The new findings from Biogen’s Phase II LILAC trial will be discussed at the upcoming American College of Rheumatology’s ACR Convergence 2020, which is being held as a virtual event starting November 5 through 9, 2020.
BIIB059 represents the tip of the iceberg of the drug development news coming from Biogen this week. Just yesterday, the U.S. Food and Drug Administration recused Mayo Clinic neurologist Dr. David Knopman from an 11-person advisory committee reviewing the Cambridge, MA-based biotech’s investigational Alzheimer’s disease (AD) drug aducanumab. The agency cited conflict of interest as a reason for barring the member from the review panel.
Dr. Knopman has frequently criticized the drug, including in a recent paper published in Alzheimer’s & Dementia. In the paper, he wrote that the efficacy of aducanumab as a treatment for AD-related cognitive dysfunction “cannot be proven by clinical trials with divergent outcomes.”
The FDA is currently tasked with deciding whether or not to approve the AD drug; the decision is set to be made in March 2021. Aducanumab could be the first FDA-approved antibody drug to treat an underlying cause of dementia. Biogen says the therapy removes harmful plaques from the brain, one of the key drivers for AD. One major study showed that the drug significantly slowed functional and cognitive decline, but another trial showed aducanumab only provided benefit for patients given a high dose for at least 10 months.
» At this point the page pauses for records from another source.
PR #867, opened 2019-04-04
fix the crashes module does not show intellisense

Zongrenfeng:

## Description
Observed the Crashes module still does not show intellisense in Android and iOS apps. 

Tried build on Mac machine, then everything is ok. But use the assemblies from remote feed still got this issue.

The root cause is that there are three nuspec files exists for Crashes:
- AppCenterCrashes.nuspec
- WindowsAppCenterCrashes.nuspec
- MacAppCenterCrashes.nuspec

As Ivan said, the windows one contain UWP targets which only can be build in windows, and Mac one only can be build on macOS. CI build them separately, then merge. Then the AppCenterCrashes.nuspec will be used as final nuget package's spec.

Currently, we have added the *DocumentationFile* tag for all targets inside the *Mac version's nuspec*, but did not add the *DocumentationFile* tag for Android and iOS target in the final one `AppCenterCrashes.nuspec`. So if this file used as a `Copy files list` for build script, then the next nuget pack cli will miss the xml files. Add tags into the final nuspec should fix this issue. 

## Related PRs or issues
https://github.com/Microsoft/AppCenter-SDK-DotNet/pull/865

### DIFF
--- a/nuget/AppCenterCrashes.nuspec
+++ b/nuget/AppCenterCrashes.nuspec
@@ -31,10 +31,12 @@
 
     <!-- Android -->
     <file src="$android_dir$/Microsoft.AppCenter.Crashes.dll" target="lib/MonoAndroid403" />
+    <file src="$android_dir$/Microsoft.AppCenter.Crashes.xml" target="lib/MonoAndroid403" />
     <file src="$android_dir$/Microsoft.AppCenter.Crashes.Android.Bindings.dll" target="lib/MonoAndroid403" />
 
     <!-- iOS -->
     <file src="$ios_dir$/Microsoft.AppCenter.Crashes.dll" target="lib/Xamarin.iOS10" />
+    <file src="$ios_dir$/Microsoft.AppCenter.Crashes.xml" target="lib/Xamarin.iOS10" />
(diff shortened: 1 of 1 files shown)


jwallra:
@Zongrenfeng So it sounds like this still doesn't fix the issue.  Could you add the tags to the nuspecs so this PR is actually a fix?  You can use the NuGet package explorer which you can find here: https://github.com/NuGetPackageExplorer/NuGetPackageExplorer

Zongrenfeng:
> @Zongrenfeng So it sounds like this still doesn't fix the issue, is that correct?  Could you add the tags to the nuspecs so this PR is actually a fix?  You can use the NuGet package explorer which you can find here: https://github.com/NuGetPackageExplorer/NuGetPackageExplorer

Oh, maybe I descripted in miss understanding way... What I means is that ideally it's not needed to add the reference to xml file into the final nuspec file because we already have that in the Mac version's nuspec file, and in the merge process on CI server, the build script should will copy the xmls side-by-side with the Android/iOS version dlls to the packge.

Unfortunately, this is not true, the xmls missed from the nuget packages on feeds. So I had to add reference into the final nuspec file to force the build script do copy the xmls. That's what I did in this PR.

Thanks~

Last year, Biogen ended a pivotal trial of the drug after an early analysis showed it did not offer a benefit. Only months later did Biogen reverse its line of thought by announcing it had started to seek FDA approval for the AD therapy. Also in late October, the European Medicines Agency accepted Biogen’s marketing authorization application for aducanumab for the treatment of AD. And just two months prior, the FDA accepted Biogen’s biologics license application for the drug with priority review.